In Caro’s hands, material – usually steel (painted, rusted, or galvanised), but also bronze, wood, terracotta, paper, and plastic – oscillates between mere matter and articulate form, so that his work, whatever the individual title, embodies the formal possibilities of art. Some sculptures barely look like sculptures at all; in others the orchestration is more complete; and in some work, both conditions seem to be happening at once. Over the last twenty years, fragments have become increasingly important, evoking the disappeared or half-forgotten whole. Erl King (2009) has the casual quality of a stack of rusted junk. The components don’t have to do much before they form a head, and rely on wit, such as the I-beam forming a fringe and/or eyebrow. It is basic: the head might also be an accident of dissembled ship parts, for an anchor and propeller can also be seen. It feigns artlessness, as if to say that we can’t help but create idols. There’s more, however. The large steel plates are pieces of a shattered helmet, protecting the cheeks. Erl (Old Saxon = Man) King is an ancient warrior! The archaic calls forth other sounds, such as Henry Moore’s bronze heads, Picasso’s ironic primitivism of the 1920s, then further back to the shards of history. Maybe.
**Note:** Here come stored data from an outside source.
Issue #3691, opened 2026-07-27
[BUG] MJCF import scale misses linear joint and constraint quantities


han-xudong:
## Description

`ModelBuilder.add_mjcf(scale=...)` scales body positions, geom dimensions, sites, and inertial offsets, but does not consistently scale every length-valued MJCF quantity. This can produce a mechanism whose geometry and motion or constraint parameters use different length scales.

## Confirmed reproduction

```xml
<mujoco>
  <worldbody>
    <body name="body">
      <joint name="slide" type="slide" range="-0.3 0.3"/>
      <geom type="box" size="0.1 0.1 0.1" mass="1"/>
    </body>
  </worldbody>
</mujoco>
```

Importing with `scale=2` doubles the body and geom dimensions, but the slide-joint range remains `[-0.3, 0.3]` rather than `[-0.6, 0.6]`.

## Audit scope

Other likely length-valued fields requiring review include:

- slide-joint `range`, `ref`, and `springref`;
- equality weld `relpose` translation;
- tendon range, margin, width, and spring length;
- actuator length ranges;
- remaining linear margins and anchors.

Angular, mass, force, time, and dimensionless quantities must not be length-scaled.

## Expected behavior

Every linear quantity belonging to the imported mechanism should be scaled consistently, while non-linear quantities retain their existing semantics. A shared quantity-aware helper or attribute table would be preferable to isolated multiplications.

## Validation

- Compare scale 1 and scale 2 imports for every audited linear attribute.
- Verify hinge ranges and references are not length-scaled.
- Verify equality, tendon, actuator, and `SolverMuJoCo` representations remain consistent.

## Coordination

PR #3642 modifies joint range and reference conversion. Slide range/ref scaling should be implemented against its final coordinate convention.

deepspace28:
Opened #3909 covering the equality-weld item.

Worth recording what the rest of the audit list looks like against the current importer, since most of it turns out not to need work:

| Field | Finding |
| --- | --- |
| geom `margin`, `gap` | already scaled |
| equality weld `anchor` | already scaled |
| **equality weld `relpose`** | **not scaled — fixed in #3909** |
| joint `ref`, `springref` | not imported at all, so nothing to scale yet |
| tendon `range`, `margin`, `width`, spring length | not parsed as length quantities; only `fixed` tendons with joint coefficients are imported |
| actuator `lengthrange` | not imported |
| slide-joint `range` | not scaled — real, but see below |

[...]

PR #3909, opened 2026-08-13
Scale MJCF equality weld relpose translations

deepspace28:
## Description

`ModelBuilder.add_mjcf(scale=...)` scaled the equality weld `anchor` but not the `relpose` sitting beside it, so a scaled import produced a constraint whose two length-valued fields disagreed — bodies welded at their authored offset inside geometry that had moved. Measured before the fix, importing `anchor="0.3 0 0"` and `relpose="0.4 0 0 1 0 0 0"`:

| | scale 1 | scale 2 |
| --- | --- | --- |
| `anchor` | 0.3 | **0.6** (scaled) |
| `relpose` translation | 0.4 | **0.4** (not scaled) |

Both weld forms build the transform through separate branches, so the body-based and site-based paths were each wrong independently. Rather than multiply by `scale` in two places, the parsing moves into a `parse_relpose()` helper that scales the translation and leaves the quaternion alone — #3691 asks for a shared quantity-aware helper over isolated multiplications, and this duplication is exactly what let the two branches drift.

### Scope — this is one item from the audit list, and I want to be explicit about why

I worked through the rest of #3691's list against the current importer:

| Field | Finding |
| --- | --- |
| geom `margin`, `gap` | **Already scaled** (`import_mjcf.py`, the `mj_gap`/`mj_margin` parse) |
| equality weld `anchor` | **Already scaled** |
| **equality weld `relpose`** | **Not scaled — fixed here** |
| joint `ref`, `springref` | **Not imported at all**, so there is nothing to scale yet |
| tendon `range`, `margin`, `width`, spring length | Not parsed as length quantities; only `fixed` tendons with joint coefficients are imported |
| actuator `lengthrange` | Not imported |
| slide-joint `range` | **Not scaled — deliberately left out**, see below |

Slide-joint `range` is the issue's own headline reproduction, and it is genuinely broken (`import_mjcf.py`, where `limit_lower`/`limit_upper` take `joint_range` unscaled for non-angular joints). I have not touched it because #3691's Coordination section asks that slide range/ref scaling be implemented against #3642's final coordinate convention, and #3642 is still open. Happy to follow up once it lands, or to fold it in now if you would rather not wait.

So the audit list is smaller than it appears: most entries are either already correct or describe fields the importer does not yet read.

Addresses #3691

## Checklist

## Test plan

```
uv run --extra dev --extra sim -m newton.tests -k TestImportMjcfWeldRelposeScale
```

Four tests. **Verified they fail without the fix** — the two translation cases go red, while the rotation and anchor cases stay green, which is the point of including them: they are guards against a fix that over-reaches by scaling the quaternion or regressing the anchor.

Full `test_import_mjcf` passes (270 tests), as does `test_equality_connect_constraint_with_sim_step` (6 tests).

## Bug fix

**Steps to reproduce:**

1. Author an MJCF with an equality weld carrying both `anchor` and `relpose`.
2. Import it twice, with `scale=1` and `scale=2`.
3. Compare `mujoco:equality_constraint_anchor` against `mujoco:equality_constraint_relpose`.
4. Observe the anchor doubles while the relpose translation does not.

**Minimal reproduction:**

```python
import newton

MJCF = """
<mujoco>
  <worldbody>
    <body name="a"><freejoint/><geom type="sphere" size="0.1" mass="1"/></body>
    <body name="b" pos="1 0 0"><freejoint/><geom type="sphere" size="0.1" mass="1"/></body>
  </worldbody>
  <equality>
    <weld body1="a" body2="b" anchor="0.3 0 0" relpose="0.4 0 0 1 0 0 0"/>
  </equality>
</mujoco>
"""

builder.add_mjcf(MJCF, scale=2.0, convert_mjc_equality_constraints=False)
print(list(builder.custom_attributes["mujoco:equality_constraint_anchor"].values[0])[0])   # 0.6
print(list(builder.custom_attributes["mujoco:equality_constraint_relpose"].values[0])[0])  # 0.4 before, 0.8 after
```

## Summary by CodeRabbit

* **Bug Fixes**
  * Corrected scaling of MJCF weld relative-position translations during import.
  * Preserved weld rotation values while scaling translations and anchors consistently for body- and site-based welds.
  * Improved heightfield imports with correct row orientation, inline data normalization, and consistent elevation ordering across supported formats.

* **Tests**
  * Added coverage for weld scaling and rotation preservation.
  * Added regression coverage for heightfield orientation, normalization, and data ordering.


deepspace28:
Gentle ping.

Same procedural gate as #3906: `Check Author Membership` and `detect-api-changes` are green, but `Require Manual Approval for External PRs` is still *waiting*, so the full suite hasn't run. Could a maintainer approve the workflow run?

This branch is current with `main` and conflict-free, so it should be ready to test as-is. CodeRabbit raised no actionable comments.

deepspace28:
On the heightfield comments: I'm keeping them. They record which row convention was verified against which MuJoCo version (3.10 vs 3.11 differ on image vs binary sources), and dropping that history turns a verified behavior back into folklore the next person has to re-derive. The PR itself is unchanged and still waiting on the external-PR CI approval gate - same procedural hold as #3906.

PR #3911, opened 2026-08-14
Use authored colors for imported shapes with no bound material

### LINKED ISSUE #3910: Imported visual shapes with no material get debug palette colours
### Summary

When `add_usd` imports a visual shape that has no bound material, the shape ends up with a colour from `ModelBuilder`'s per-shape debug palette. The result is that an imported scene renders in saturated rainbow colours, which reads as "Newton got the colours wrong" rather than "these prims have no material".

Every other renderer draws an unmaterialed prim in a neutral default. Comparing Newton's GL viewer against an RTX render of the same stage, the differences are entirely accounted for by this: a ground plane that is light grey in the reference is saturated green in Newton, an obelisk that is grey renders yellow with a pink tip, and a grid of grey/chartreuse cubes renders as pink, cyan, blue and orange.

### Cause

`ModelBuilder._add_shape` falls back to the palette whenever no colour is supplied (`newton/_src/sim/builder.py:6494-6498`):

```python
resolved_color = ModelBuilder._coerce_shape_color(color)
if resolved_color is None and src is not None:
    resolved_color = ModelBuilder._coerce_shape_color(getattr(src, "color", None))
if resolved_color is None:
    resolved_color = ModelBuilder._shape_palette_color(shape)
```

That fallback is right for procedurally built scenes — `example_basic_shapes` and friends rely on it to tell shapes apart, and the builder cannot distinguish "the caller did not bother to set a colour" from "this asset genuinely has no material here". The USD importer *can* make that distinction, so the fix belongs there rather than in the builder.

The palette is also right for collision shapes, where distinguishability is the point. This is only about shapes that carry `VISIBLE`.

### Suggested behaviour

When `add_usd` creates a shape carrying `ShapeFlags.VISIBLE` and resolves no material and no authored `primvars:displayColor`, pass an explicit neutral colour instead of leaving it `None`. Procedurally built scenes keep the palette; imported scenes stop inventing colours.

Worth noting `primvars:displayColor` is not a substitute on its own. On the asset below it is *defined but unauthored* on the affected prims — `HasAuthoredValue()` is `False` and `Get()` returns `None` with no schema fallback — so there is nothing to read. Newton already honours it when it is authored (`newton/_src/usd/utils.py:2944`).

### Reproduction

Any stage with unmaterialed visual prims. Measured on the OpenUSD Exchange sample asset, 105 shapes:

| | count | outcome |
| --- | --- | --- |
| constant `diffuseColor` | 35 | correct |
| interface-connected constant, or textured mesh | 18 | correct |
| **no bound material** | **52** | **debug palette** |

```python
import numpy as np, newton
from pxr import Usd, UsdShade

b = newton.ModelBuilder(up_axis=newton.Axis.Z)
r = b.add_usd("sample.usdc", load_visual_shapes=True)
stage = Usd.Stage.Open("sample.usdc")
col = np.asarray(b.shape_color)

for path, sid in r["path_shape_map"].items():
    prim = stage.GetPrimAtPath(path)
    if prim and prim.IsValid() and not UsdShade.MaterialBindingAPI(prim).ComputeBoundMaterial()[0]:
        print(f"{tuple(round(float(x), 2) for x in col[sid])}  {path}")
```

```
(0.13, 0.53, 0.2)   /World/groundXform/groundCube     <- light grey in the reference render
(0.27, 0.47, 0.67)  /World/cube
(0.8, 0.73, 0.27)   /World/quatCube
(0.93, 0.4, 0.47)   /World/cubeMesh
(0.67, 0.2, 0.47)   /World/referencePrim/Cube_0_0_0
...
```

### Not part of this

Two things I checked while narrowing this down, neither of which is a defect:

- The linear→sRGB conversion in `newton/_src/usd/utils.py:2500` is deliberate and self-consistent — `ViewerGL` has no gamma stage, so writing an already-encoded value straight out is correct. It is why an authored `(0.6, 0.4, 0.2)` is stored as `(0.798, 0.665, 0.485)`, and why the only colours that survive a round trip unchanged are those built from 0.0 and 1.0, the fixed points of the transfer function.
- Textures being mesh-only is by design; procedural primitives carry no UVs.

andrewkaufman:
## Description

Closes #3910.

**The scope is wider than the issue describes, and the issue's proposed fix would have been wrong on its own.** #3910 reported that imported visual shapes with no bound material get a colour from `ModelBuilder`'s per-shape debug palette, and proposed substituting a neutral default. Building that revealed the larger half of the problem: those prims mostly *do* carry a colour, in `primvars:displayColor`, and the importer was never reading it.

`primvars:displayColor` was only consulted after a material had been resolved but supplied no colour. A prim that binds no material at all returns early from `resolve_material_properties_for_prim` with empty properties, so the one case where `displayColor` is the only colour the prim carries was precisely the case that never read it.

So this lands as two commits, and the order matters for review:

1. **`Use a neutral color for unmaterialed visual shapes`** — what #3910 asked for. A visual shape that resolves no colour takes `UsdPreviewSurface`'s `diffuseColor` default of `0.18` linear, which is what USD renderers draw an unmaterialed prim as, rather than a shape-index palette entry. Defined in linear and passed through the same `color_linear_to_srgb` as authored colours instead of hardcoding the encoded value.
2. **`Read displayColor when a prim binds no material`** — the actual bug. Moves the `displayColor` lookup into a helper and calls it from the no-material path too. This supersedes most of the first commit: on the sample asset, 77 prims author `displayColor` and would otherwise have gone grey.

Had only the neutral default landed, the result would have been *differently* wrong — grey where the asset authored chartreuse, green and blue.

The palette itself is left alone. It is correct for procedurally built scenes, where it is what makes shapes distinguishable and `ModelBuilder` genuinely cannot tell "the caller did not set a colour" from "this prim binds no material", and it is correct for collision shapes, where distinguishability is the point. Only the USD importer has the context to decide, so only the USD importer changes.

### Measured

On the [OpenUSD Exchange](https://github.com/NVIDIA-Omniverse/usd-exchange) sample stage — 105 shapes, mixed `UsdPreviewSurface`, MaterialX, textured, unmaterialed, plus `GeomSubset`s and instancing:

| | before | after |
| --- | --- | --- |
| shapes taking a palette colour | 52 | **0** |
| distinct colours in the scene | 18 | 15 |

Spot checks against the authored values:

| prim | source | result |
| --- | --- | --- |
| `/World/cubeMesh` | `displayColor (0.463, 0.725, 0)` | `(0.71, 0.868, 0.0)` |
| `/World/matrixXform/matrixCube` | `displayColor (0.5, 0.7, 1)` | `(0.735, 0.854, 1.0)` |
| `/World/groundXform/groundCube` | neither material nor `displayColor` | `(0.461, 0.461, 0.461)` |

Rendering the stage in the viewer alongside an RTX render of the same stage at matching framing, the colours now agree. The differences that remain are unrelated missing capability — no PBR, no opacity, and one light versus an HDRI with GI.

## Checklist

## Test plan

```
uv run --extra dev --extra examples -m newton.tests -k usd --strict-warnings     # 608 tests, OK
uv run --extra dev --extra examples -m newton.tests -k viewer --strict-warnings  # 210 tests, OK
```

Two regression tests, each failing without its commit:

- `test_unmaterialed_visual_shape_uses_neutral_color` — asserts the neutral, and separately that the three channels are equal, since the palette varies with shape index and a neutral cannot. Without the fix: `0.2667 != 0.4614`.
- `test_display_color_used_without_bound_material` — a cube with authored `displayColor` and no material. Without the fix: `0.4614 != 0.7104`, grey where chartreuse belongs.

## Bug fix

**Steps to reproduce:**

1. Author a stage with a visual prim that binds no material — with `primvars:displayColor` for the second case, without it for the first.
2. `add_usd` the stage and read back `builder.shape_color`.
3. Observe a palette colour that varies with shape index, rather than the authored display colour or a neutral.

**Minimal reproduction:**

```python
import newton
from pxr import Usd, UsdGeom

UsdGeom.Xform.Define(stage, "/World")
UsdGeom.Cube.Define(stage, "/World/Bare")
UsdGeom.Cube.Define(stage, "/World/Colored").GetDisplayColorAttr().Set([(0.463, 0.725, 0.0)])

result = builder.add_usd(stage, load_visual_shapes=True)
for path in ("/World/Bare", "/World/Colored"):
    print(path, builder.shape_color[result["path_shape_map"][path]])

# before: two unrelated palette colours
# after:  (0.4614, 0.4614, 0.4614) and (0.7104, 0.8677, 0.0)
```

## Summary by CodeRabbit

- **Bug Fixes**
  - Imported visual and collision shapes without materials or textures now display a consistent dark-gray fallback color.
  - Authored and inherited display colors are now respected when importing shapes.
  - Color values are validated and converted correctly for display.
  - Textured meshes retain their expected white builder color while displaying their textures properly.

### DIFF
--- a/newton/_src/usd/utils.py
+++ b/newton/_src/usd/utils.py
@@ -2600,6 +2600,10 @@ def _coerce_color(value: Any) -> tuple[float, float, float] | None:
     """Coerce a value to an RGB color tuple, or None if not possible."""
     if value is None:
         return None
+    # A per-vertex or per-face primvar holds one entry per element and only the leading one
+    # is used, so take it before the numpy conversion rather than flattening the whole array.
+    if hasattr(value, "__len__") and len(value) > 0 and hasattr(value[0], "__len__"):
+        value = value[0]
     color_np = np.array(value, dtype=np.float32).reshape(-1)
     if color_np.size >= 3:
         return (float(color_np[0]), float(color_np[1]), float(color_np[2]))
--- a/newton/_src/usd/utils.py
+++ b/newton/_src/usd/utils.py
@@ -2941,13 +2941,22 @@ def _resolve_prim_material_properties(target_prim: Usd.Prim) -> dict[str, Any] |
         if properties.get(key) is None and material_props.get(key) is not None:
             properties[key] = material_props[key]
     if properties["color"] is None and properties["texture"] is None:
-        display_color = UsdGeom.PrimvarsAPI(target_prim).GetPrimvar("displayColor")
-        if display_color:
-            color = _coerce_color(display_color.Get())
-            if color is not None:
-                properties["color"] = _color_to_display_space(color, display_color.GetAttr())
+        properties["color"] = _display_color_for_prim(target_prim)
 
     return properties
+
+
+def _display_color_for_prim(prim: Usd.Prim) -> tuple[float, float, float] | None:
+    """Read ``primvars:displayColor`` off a prim, in Newton's display color space."""
+    if UsdGeom is None or not prim or not prim.IsValid():
+        return None
+    display_color = UsdGeom.PrimvarsAPI(prim).GetPrimvar("displayColor")
+    if not display_color:
+        return None
+    color = _coerce_color(display_color.Get())
+    if color is None:
+        return None
+    return _color_to_display_space(color, display_color.GetAttr())
 
 
 def resolve_material_properties_for_prim(prim: Usd.Prim) -> dict[str, Any]:
@@ -3003,7 +3012,12 @@ def resolve_material_properties_for_prim(prim: Usd.Prim) -> dict[str, Any]:
             if fallback_props is not None:
                 return fallback_props
 
-    return _empty_material_properties()
+    # No material is bound anywhere, which is exactly when ``primvars:displayColor`` is the
+    # only color the prim carries. The fallback above only runs once a material has been
+    # resolved, so it never reaches these prims.
+    properties = _empty_material_properties()
+    properties["color"] = _display_color_for_prim(prim)
+    return properties
 
 
 def get_gaussian(prim: Usd.Prim, min_response: float = 0.1) -> Gaussian:
--- a/newton/_src/usd/utils.py
+++ b/newton/_src/usd/utils.py
@@ -2947,10 +2947,14 @@ def _resolve_prim_material_properties(target_prim: Usd.Prim) -> dict[str, Any] |
 
 
 def _display_color_for_prim(prim: Usd.Prim) -> tuple[float, float, float] | None:
-    """Read ``primvars:displayColor`` off a prim, in Newton's display color space."""
+    """Read ``primvars:displayColor`` off a prim, in Newton's display color space.
+
+    Resolved with inheritance: a ``constant`` primvar applies to every descendant, so an
+    ancestor is a legitimate place to author the color for a whole subtree.
+    """
     if UsdGeom is None or not prim or not prim.IsValid():
         return None
-    display_color = UsdGeom.PrimvarsAPI(prim).GetPrimvar("displayColor")
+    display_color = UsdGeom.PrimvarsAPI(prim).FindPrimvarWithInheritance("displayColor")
PR #3913, opened 2026-08-14
Add SensorCamera and deprecate SensorTiledCamera

daniela-hase:
## Description

Adds `newton.sensors.SensorCamera`, a redesigned raytraced camera sensor, and the standalone renderer that backs it under `newton/_src/sensors/sensor_camera_render/`. The previous tiled renderer (`newton/_src/sensors/warp_raytrace/`) and `SensorTiledCamera` are **frozen** and **deprecated** rather than modified in place.

The entire public surface of this feature is a single class: **`newton.sensors.SensorCamera`**. Nothing else — no render context, no config module, no config types — is exposed at the top level.

### Why fork the renderer instead of evolving it?

`SensorTiledCamera` and its `warp_raytrace` backend model rendering as a 4-D `(world, camera, height, width)` problem with cameras attached to model sites. The new API is deliberately simpler — one camera per view, an explicit view→world mapping, caller-owned poses, and a fully encapsulated renderer — which touches nearly every kernel signature. To de-risk that, the renderer was duplicated and the two now evolve independently:

- **`newton/_src/sensors/sensor_camera_render/`** (new, active) — backs `SensorCamera`. 3-D `(view, height, width)` outputs, per-view world selection.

The Russian sculptor Naum Gabo hoped that art criticism might move beyond its need for the word ‘abstract’. Caro’s work is abstract. Big deal. It is also by turns clamorous, sweet, muscular, squashed, strained, playful, ironic, and nostalgic, all adjectives that suggest one’s experience of the world and knowledge of art. It is a speaking language of form, and therefore figurative in its own way.